For the string "getString", work out how many lines of the data contain it and give that number with nothing added.

SUPPLIED ENTRIES >>
------------
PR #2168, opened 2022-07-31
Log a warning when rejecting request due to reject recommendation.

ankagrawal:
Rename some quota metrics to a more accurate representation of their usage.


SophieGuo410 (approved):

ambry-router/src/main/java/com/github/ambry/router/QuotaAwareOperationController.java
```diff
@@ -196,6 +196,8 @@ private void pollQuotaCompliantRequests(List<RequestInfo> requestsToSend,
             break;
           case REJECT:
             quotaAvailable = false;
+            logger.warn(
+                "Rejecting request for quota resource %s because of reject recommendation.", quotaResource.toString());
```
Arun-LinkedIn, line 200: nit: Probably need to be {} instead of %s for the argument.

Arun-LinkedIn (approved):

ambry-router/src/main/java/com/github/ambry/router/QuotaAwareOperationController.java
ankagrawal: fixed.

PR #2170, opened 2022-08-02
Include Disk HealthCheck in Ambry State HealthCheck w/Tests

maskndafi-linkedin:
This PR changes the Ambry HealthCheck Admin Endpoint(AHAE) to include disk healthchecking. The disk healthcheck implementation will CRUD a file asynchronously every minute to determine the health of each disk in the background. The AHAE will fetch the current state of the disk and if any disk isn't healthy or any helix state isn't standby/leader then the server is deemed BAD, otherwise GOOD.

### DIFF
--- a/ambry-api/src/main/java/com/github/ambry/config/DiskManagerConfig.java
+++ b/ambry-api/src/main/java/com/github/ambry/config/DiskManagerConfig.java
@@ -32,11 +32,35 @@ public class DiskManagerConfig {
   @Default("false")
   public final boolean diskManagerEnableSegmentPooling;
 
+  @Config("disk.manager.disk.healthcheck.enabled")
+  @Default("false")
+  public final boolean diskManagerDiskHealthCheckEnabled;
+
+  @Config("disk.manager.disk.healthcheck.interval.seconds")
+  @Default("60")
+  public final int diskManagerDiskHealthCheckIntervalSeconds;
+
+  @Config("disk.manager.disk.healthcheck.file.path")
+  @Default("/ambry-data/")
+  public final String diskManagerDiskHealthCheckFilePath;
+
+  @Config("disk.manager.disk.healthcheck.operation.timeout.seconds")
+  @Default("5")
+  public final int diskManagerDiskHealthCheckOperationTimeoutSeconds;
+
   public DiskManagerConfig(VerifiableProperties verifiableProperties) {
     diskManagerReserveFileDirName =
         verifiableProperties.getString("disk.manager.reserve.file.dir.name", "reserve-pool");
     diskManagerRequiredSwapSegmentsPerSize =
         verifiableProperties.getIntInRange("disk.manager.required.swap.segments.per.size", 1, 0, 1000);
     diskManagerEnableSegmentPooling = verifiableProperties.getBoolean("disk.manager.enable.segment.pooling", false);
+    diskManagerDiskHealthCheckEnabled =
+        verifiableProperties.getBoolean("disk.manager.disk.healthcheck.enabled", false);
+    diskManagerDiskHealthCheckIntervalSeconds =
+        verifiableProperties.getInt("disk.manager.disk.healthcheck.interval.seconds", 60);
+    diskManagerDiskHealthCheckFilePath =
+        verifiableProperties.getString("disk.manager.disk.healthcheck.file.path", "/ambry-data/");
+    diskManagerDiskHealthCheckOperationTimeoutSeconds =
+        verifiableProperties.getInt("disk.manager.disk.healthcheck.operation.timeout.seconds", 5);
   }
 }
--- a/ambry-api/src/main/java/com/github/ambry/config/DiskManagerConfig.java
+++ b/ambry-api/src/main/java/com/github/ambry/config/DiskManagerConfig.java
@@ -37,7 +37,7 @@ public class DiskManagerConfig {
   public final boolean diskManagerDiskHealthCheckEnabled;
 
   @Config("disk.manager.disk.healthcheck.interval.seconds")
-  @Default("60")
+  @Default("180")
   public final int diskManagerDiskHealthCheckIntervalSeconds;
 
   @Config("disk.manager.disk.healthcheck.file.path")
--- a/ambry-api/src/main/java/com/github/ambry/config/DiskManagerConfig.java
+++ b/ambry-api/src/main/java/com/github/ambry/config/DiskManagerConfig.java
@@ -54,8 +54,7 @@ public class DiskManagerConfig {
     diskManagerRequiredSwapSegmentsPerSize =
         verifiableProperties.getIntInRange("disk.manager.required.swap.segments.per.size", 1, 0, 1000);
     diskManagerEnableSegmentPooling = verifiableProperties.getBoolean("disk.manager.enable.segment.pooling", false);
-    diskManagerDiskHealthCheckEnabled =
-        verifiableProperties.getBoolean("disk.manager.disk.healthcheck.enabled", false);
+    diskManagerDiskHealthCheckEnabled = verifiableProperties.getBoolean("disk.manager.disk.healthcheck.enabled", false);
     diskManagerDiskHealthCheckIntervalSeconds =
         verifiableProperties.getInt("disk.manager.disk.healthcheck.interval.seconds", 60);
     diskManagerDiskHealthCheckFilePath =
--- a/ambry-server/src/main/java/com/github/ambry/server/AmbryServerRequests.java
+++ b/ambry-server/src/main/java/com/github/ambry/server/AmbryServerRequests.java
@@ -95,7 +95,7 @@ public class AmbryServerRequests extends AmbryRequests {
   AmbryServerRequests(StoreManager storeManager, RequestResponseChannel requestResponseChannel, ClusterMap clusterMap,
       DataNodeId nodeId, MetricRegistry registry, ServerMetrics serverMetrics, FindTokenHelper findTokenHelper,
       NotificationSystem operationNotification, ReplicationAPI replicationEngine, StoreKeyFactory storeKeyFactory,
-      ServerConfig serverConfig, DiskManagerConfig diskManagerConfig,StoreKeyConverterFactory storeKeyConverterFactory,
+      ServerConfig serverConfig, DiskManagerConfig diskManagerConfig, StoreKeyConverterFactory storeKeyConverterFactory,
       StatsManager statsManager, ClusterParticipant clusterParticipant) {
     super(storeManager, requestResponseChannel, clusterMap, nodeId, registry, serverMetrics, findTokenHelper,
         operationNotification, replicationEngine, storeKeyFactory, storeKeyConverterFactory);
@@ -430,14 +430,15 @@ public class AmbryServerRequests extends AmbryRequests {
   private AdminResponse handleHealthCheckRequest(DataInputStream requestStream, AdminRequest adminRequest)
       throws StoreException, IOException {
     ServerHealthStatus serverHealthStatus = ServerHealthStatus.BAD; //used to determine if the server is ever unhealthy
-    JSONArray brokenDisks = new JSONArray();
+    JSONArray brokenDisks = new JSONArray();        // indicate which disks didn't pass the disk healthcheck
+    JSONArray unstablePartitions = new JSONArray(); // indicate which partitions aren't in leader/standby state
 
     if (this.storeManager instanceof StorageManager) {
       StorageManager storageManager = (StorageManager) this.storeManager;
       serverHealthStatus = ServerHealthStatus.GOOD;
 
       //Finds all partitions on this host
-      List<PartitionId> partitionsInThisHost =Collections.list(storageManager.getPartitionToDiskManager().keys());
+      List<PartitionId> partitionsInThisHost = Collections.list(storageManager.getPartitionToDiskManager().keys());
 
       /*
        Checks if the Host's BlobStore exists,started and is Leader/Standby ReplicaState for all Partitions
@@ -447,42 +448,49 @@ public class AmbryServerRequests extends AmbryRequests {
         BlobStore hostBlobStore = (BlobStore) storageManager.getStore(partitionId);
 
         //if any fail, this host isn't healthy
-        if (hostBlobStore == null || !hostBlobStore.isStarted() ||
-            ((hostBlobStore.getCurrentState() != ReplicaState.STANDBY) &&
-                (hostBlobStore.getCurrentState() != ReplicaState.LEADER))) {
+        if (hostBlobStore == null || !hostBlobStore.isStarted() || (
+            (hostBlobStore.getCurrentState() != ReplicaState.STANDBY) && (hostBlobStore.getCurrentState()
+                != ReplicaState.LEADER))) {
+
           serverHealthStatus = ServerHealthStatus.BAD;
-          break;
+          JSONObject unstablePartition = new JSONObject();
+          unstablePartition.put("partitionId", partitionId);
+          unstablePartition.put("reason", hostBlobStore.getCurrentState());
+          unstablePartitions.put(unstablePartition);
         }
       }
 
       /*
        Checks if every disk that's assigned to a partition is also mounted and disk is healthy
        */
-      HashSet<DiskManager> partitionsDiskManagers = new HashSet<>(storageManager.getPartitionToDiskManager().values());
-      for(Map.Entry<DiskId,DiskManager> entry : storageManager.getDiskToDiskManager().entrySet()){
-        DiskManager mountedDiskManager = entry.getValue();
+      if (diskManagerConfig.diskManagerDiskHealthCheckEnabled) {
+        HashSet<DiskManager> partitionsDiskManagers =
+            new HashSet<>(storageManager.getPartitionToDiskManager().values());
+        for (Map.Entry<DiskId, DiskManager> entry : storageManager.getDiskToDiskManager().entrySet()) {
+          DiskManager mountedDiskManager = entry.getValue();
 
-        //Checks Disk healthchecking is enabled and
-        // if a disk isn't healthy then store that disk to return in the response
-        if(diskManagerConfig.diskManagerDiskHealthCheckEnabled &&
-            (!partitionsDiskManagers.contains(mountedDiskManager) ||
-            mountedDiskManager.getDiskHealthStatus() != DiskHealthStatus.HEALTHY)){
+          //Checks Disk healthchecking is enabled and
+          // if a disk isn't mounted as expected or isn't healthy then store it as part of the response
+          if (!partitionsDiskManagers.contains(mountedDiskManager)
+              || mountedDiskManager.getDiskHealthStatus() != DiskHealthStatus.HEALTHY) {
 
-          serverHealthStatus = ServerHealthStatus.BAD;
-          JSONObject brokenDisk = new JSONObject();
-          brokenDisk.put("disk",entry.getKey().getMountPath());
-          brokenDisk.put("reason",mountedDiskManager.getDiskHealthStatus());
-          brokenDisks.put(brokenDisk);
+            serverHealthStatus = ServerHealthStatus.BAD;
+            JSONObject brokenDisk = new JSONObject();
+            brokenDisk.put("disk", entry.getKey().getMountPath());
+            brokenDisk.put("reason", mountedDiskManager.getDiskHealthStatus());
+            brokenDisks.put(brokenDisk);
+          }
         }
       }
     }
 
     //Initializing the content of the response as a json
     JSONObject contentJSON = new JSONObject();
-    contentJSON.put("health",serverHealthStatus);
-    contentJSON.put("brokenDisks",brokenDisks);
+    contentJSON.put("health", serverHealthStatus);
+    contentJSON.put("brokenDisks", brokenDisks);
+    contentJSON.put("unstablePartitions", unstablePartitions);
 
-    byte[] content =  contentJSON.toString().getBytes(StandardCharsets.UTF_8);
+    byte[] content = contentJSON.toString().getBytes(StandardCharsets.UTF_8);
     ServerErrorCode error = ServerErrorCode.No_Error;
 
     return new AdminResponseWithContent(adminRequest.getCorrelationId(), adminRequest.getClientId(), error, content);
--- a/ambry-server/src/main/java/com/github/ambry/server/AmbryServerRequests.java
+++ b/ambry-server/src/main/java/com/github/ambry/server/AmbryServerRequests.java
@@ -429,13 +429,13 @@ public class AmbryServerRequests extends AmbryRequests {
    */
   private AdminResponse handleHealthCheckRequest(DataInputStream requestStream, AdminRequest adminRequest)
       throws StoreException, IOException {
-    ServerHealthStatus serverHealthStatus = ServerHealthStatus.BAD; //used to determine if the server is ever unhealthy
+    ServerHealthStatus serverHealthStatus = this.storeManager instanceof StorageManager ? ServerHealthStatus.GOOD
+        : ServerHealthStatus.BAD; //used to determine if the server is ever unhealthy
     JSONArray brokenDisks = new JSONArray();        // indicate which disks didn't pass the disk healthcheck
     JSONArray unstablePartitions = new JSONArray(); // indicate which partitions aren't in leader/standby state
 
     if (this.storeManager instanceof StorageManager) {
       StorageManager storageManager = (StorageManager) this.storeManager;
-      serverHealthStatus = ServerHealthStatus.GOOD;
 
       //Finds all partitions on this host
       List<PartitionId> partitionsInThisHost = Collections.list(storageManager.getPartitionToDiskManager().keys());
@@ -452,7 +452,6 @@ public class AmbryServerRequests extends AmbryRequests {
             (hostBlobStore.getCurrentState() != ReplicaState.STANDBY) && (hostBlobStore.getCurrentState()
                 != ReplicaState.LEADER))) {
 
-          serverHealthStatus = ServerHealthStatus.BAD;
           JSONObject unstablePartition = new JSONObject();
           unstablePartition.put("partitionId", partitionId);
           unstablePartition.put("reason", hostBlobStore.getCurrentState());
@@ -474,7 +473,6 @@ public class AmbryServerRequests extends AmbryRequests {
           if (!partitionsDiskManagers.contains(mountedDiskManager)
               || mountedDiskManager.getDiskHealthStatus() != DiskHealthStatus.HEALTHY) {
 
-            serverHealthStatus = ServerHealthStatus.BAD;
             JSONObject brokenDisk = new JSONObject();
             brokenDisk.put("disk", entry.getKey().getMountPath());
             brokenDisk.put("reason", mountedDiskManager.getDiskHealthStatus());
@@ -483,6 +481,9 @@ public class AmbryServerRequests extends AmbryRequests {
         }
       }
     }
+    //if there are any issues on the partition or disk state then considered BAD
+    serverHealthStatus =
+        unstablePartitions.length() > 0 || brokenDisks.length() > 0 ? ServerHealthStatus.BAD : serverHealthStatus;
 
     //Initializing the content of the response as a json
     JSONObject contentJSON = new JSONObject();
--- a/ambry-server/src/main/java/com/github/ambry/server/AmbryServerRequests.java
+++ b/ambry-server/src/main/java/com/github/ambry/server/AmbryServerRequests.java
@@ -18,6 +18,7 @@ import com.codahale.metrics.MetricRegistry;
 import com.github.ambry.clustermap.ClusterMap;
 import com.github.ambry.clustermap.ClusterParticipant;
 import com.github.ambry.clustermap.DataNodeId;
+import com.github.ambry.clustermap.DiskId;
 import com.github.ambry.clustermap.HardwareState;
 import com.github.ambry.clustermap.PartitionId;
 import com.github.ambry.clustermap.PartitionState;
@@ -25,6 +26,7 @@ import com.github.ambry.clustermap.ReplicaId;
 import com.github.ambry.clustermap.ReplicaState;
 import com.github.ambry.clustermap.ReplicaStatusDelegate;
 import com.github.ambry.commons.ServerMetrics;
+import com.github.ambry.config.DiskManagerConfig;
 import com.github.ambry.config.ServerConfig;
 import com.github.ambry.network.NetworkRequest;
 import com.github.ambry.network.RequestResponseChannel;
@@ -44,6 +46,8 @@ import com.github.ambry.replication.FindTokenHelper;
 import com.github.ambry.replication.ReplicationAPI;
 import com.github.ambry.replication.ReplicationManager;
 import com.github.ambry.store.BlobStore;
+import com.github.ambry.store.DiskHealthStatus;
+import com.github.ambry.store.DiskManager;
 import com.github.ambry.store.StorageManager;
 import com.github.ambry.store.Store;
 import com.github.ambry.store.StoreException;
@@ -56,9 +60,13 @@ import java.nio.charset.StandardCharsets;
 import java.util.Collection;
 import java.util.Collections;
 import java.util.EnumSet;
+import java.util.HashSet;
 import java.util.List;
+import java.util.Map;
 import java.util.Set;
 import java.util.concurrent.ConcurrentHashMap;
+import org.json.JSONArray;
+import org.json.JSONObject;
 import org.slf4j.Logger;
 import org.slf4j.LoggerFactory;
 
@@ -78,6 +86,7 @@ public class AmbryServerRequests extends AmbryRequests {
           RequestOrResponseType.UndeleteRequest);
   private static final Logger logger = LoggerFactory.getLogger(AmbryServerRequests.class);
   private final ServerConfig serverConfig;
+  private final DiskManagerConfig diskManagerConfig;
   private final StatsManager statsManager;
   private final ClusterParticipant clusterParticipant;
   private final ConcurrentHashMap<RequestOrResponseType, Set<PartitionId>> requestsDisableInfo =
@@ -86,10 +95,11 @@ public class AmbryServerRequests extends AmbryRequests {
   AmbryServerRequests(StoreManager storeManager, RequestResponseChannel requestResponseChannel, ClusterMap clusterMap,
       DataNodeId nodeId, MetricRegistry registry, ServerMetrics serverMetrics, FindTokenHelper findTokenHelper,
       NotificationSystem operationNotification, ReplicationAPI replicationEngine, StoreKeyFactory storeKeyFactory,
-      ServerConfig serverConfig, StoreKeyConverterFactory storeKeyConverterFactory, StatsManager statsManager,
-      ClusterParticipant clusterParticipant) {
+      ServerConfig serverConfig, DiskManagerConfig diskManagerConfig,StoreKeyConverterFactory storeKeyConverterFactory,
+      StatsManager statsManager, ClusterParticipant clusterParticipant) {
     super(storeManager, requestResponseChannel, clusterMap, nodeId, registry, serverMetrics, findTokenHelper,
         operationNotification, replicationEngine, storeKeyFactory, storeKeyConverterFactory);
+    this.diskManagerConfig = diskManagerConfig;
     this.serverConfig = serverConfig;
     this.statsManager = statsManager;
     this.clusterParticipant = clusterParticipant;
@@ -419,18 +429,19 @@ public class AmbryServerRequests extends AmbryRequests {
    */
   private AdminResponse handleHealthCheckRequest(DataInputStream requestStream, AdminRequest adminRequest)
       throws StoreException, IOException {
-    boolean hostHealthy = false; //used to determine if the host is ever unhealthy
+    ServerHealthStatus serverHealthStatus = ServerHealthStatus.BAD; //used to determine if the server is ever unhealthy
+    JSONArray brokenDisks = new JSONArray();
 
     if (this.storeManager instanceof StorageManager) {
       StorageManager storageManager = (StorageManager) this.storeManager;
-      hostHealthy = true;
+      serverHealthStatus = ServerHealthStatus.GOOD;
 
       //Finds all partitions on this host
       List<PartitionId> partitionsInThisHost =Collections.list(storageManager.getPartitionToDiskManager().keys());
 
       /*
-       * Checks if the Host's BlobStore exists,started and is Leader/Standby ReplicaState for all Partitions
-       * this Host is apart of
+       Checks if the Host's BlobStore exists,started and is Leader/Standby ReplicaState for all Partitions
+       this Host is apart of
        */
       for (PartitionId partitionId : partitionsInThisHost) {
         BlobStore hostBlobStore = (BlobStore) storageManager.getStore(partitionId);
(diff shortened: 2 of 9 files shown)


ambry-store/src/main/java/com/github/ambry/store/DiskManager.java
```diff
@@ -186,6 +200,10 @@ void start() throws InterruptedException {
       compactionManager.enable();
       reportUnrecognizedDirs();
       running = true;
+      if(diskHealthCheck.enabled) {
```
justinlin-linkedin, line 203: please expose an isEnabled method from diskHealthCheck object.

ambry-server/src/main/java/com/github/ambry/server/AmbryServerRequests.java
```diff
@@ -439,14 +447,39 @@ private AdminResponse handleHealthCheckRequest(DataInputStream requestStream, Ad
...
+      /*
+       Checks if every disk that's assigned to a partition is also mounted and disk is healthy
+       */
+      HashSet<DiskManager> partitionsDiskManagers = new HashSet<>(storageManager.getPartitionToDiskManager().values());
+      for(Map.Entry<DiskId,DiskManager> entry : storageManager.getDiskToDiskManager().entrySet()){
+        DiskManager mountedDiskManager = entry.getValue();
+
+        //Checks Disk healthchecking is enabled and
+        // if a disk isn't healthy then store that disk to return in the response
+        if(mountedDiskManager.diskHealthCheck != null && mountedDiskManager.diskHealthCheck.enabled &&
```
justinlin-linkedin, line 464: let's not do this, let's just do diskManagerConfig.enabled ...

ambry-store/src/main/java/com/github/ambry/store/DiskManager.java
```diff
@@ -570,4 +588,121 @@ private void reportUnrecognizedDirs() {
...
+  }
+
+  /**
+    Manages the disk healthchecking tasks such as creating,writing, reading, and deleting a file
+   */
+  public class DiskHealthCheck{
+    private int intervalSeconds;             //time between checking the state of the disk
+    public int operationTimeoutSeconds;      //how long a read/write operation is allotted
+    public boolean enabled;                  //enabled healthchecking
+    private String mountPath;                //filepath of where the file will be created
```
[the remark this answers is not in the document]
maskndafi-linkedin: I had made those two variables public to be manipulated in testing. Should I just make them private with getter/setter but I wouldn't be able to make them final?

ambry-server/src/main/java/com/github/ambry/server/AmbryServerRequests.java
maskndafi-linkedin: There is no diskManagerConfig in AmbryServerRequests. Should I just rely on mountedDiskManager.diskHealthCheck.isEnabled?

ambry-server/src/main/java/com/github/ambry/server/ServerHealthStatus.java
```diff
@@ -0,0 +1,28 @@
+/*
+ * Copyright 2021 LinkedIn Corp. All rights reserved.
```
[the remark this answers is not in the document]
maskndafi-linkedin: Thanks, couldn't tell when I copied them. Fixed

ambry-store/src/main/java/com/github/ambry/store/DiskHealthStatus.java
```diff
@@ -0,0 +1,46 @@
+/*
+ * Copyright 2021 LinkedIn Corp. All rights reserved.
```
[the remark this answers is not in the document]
------------
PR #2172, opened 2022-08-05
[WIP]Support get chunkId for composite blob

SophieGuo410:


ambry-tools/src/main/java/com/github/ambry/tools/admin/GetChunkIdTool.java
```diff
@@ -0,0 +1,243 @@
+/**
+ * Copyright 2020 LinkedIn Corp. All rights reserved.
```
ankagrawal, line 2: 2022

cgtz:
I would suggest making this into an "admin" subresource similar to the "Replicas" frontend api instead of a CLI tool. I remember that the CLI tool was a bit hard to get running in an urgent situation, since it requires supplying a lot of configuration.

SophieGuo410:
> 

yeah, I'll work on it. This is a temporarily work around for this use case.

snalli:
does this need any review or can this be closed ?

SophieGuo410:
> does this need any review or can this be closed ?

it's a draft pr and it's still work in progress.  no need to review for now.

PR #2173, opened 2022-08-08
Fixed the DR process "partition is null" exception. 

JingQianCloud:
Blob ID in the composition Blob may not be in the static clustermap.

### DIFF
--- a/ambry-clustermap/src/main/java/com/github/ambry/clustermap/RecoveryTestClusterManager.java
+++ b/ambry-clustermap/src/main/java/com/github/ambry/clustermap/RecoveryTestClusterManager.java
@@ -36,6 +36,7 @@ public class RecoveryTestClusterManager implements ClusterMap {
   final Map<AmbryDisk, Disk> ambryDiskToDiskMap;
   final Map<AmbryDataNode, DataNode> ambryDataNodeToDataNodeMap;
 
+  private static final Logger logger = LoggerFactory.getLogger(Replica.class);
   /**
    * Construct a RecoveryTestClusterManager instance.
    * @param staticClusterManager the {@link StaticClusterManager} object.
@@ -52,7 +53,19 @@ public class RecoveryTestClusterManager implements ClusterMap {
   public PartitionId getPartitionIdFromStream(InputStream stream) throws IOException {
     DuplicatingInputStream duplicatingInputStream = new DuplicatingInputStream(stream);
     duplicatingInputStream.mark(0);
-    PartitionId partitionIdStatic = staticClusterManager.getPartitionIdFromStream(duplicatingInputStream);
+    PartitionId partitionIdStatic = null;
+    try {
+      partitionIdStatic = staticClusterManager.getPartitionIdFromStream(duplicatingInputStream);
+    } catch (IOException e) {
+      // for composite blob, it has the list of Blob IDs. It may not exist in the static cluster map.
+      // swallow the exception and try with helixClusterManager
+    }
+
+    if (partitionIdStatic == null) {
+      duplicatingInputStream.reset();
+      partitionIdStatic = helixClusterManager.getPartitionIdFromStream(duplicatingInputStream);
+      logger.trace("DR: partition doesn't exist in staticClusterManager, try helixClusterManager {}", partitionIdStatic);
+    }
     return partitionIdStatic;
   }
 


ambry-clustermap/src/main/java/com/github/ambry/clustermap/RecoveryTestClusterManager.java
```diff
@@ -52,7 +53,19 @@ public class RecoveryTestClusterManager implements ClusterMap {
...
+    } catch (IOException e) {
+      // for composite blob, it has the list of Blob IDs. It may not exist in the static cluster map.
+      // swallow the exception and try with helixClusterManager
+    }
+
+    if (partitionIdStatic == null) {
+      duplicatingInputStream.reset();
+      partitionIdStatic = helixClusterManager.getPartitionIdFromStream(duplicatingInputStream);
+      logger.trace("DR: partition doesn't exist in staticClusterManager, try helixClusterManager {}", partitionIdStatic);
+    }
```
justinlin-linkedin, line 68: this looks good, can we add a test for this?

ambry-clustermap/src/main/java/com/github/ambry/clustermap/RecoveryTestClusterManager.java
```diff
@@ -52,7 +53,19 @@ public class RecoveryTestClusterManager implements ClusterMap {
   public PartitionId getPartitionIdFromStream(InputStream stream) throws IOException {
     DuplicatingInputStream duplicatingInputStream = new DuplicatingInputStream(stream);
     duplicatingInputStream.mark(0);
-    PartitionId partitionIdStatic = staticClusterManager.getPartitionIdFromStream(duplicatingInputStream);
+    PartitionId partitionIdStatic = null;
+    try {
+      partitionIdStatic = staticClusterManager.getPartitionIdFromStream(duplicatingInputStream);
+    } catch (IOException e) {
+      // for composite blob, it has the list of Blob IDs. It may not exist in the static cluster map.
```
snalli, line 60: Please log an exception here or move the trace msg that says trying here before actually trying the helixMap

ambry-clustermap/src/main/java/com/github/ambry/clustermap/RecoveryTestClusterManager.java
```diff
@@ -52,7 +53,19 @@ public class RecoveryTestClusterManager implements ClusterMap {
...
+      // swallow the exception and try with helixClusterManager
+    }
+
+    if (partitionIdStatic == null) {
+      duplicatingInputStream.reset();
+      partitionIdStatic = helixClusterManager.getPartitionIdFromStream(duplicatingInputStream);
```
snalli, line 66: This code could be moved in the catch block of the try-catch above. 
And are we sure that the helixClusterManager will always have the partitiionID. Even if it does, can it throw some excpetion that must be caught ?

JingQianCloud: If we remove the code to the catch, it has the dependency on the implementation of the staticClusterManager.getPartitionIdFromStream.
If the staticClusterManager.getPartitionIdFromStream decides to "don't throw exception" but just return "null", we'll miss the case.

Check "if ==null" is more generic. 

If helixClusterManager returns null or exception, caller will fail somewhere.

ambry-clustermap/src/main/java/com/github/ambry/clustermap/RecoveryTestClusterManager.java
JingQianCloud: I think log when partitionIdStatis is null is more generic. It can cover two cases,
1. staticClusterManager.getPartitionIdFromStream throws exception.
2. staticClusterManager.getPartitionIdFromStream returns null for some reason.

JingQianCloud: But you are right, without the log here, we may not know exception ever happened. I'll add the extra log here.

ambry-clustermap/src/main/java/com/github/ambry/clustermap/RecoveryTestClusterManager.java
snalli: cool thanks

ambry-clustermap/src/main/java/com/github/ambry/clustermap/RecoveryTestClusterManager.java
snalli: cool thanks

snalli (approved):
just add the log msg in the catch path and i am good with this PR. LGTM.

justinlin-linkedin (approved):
------------
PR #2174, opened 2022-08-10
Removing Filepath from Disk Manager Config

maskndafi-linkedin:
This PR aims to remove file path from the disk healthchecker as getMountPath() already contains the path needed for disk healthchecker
------------
EXERCISE ANSWER >>
2